Requirement — Exactly as they appear, set down all the lines of the material.

Entries shown —

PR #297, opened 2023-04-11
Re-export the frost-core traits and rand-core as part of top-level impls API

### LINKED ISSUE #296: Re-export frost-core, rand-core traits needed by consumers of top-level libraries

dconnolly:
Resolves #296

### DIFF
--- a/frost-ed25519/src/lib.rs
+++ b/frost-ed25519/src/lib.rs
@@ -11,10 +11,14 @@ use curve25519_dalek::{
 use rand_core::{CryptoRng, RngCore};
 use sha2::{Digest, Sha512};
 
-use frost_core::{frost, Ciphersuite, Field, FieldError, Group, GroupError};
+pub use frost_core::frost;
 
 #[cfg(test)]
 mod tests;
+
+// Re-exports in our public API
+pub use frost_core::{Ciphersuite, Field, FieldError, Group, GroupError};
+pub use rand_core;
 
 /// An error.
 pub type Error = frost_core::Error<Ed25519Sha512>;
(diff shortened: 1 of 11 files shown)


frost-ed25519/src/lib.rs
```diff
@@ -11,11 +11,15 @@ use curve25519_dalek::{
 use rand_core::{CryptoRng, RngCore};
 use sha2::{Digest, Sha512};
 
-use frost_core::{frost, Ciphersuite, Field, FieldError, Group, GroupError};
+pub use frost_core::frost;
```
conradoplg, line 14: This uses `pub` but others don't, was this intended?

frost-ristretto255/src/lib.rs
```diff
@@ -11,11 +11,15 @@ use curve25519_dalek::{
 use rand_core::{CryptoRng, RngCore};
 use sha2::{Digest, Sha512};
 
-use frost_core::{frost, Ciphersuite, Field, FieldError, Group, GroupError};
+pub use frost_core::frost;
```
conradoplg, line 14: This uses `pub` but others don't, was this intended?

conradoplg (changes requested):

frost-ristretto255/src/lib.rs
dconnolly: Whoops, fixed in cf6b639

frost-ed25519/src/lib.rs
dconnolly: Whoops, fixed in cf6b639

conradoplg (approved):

Expected output —
PR #297, opened 2023-04-11
Re-export the frost-core traits and rand-core as part of top-level impls API

### LINKED ISSUE #296: Re-export frost-core, rand-core traits needed by consumers of top-level libraries

dconnolly:
Resolves #296

### DIFF
--- a/frost-ed25519/src/lib.rs
+++ b/frost-ed25519/src/lib.rs
@@ -11,10 +11,14 @@ use curve25519_dalek::{
 use rand_core::{CryptoRng, RngCore};
 use sha2::{Digest, Sha512};
 
-use frost_core::{frost, Ciphersuite, Field, FieldError, Group, GroupError};
+pub use frost_core::frost;
 
 #[cfg(test)]
 mod tests;
+
+// Re-exports in our public API
+pub use frost_core::{Ciphersuite, Field, FieldError, Group, GroupError};
+pub use rand_core;
 
 /// An error.
 pub type Error = frost_core::Error<Ed25519Sha512>;
(diff shortened: 1 of 11 files shown)


frost-ed25519/src/lib.rs
```diff
@@ -11,11 +11,15 @@ use curve25519_dalek::{
 use rand_core::{CryptoRng, RngCore};
 use sha2::{Digest, Sha512};
 
-use frost_core::{frost, Ciphersuite, Field, FieldError, Group, GroupError};
+pub use frost_core::frost;
```
conradoplg, line 14: This uses `pub` but others don't, was this intended?

frost-ristretto255/src/lib.rs
```diff
@@ -11,11 +11,15 @@ use curve25519_dalek::{
 use rand_core::{CryptoRng, RngCore};
 use sha2::{Digest, Sha512};
 
-use frost_core::{frost, Ciphersuite, Field, FieldError, Group, GroupError};
+pub use frost_core::frost;
```
conradoplg, line 14: This uses `pub` but others don't, was this intended?

conradoplg (changes requested):

frost-ristretto255/src/lib.rs
dconnolly: Whoops, fixed in cf6b639

frost-ed25519/src/lib.rs
dconnolly: Whoops, fixed in cf6b639

conradoplg (approved):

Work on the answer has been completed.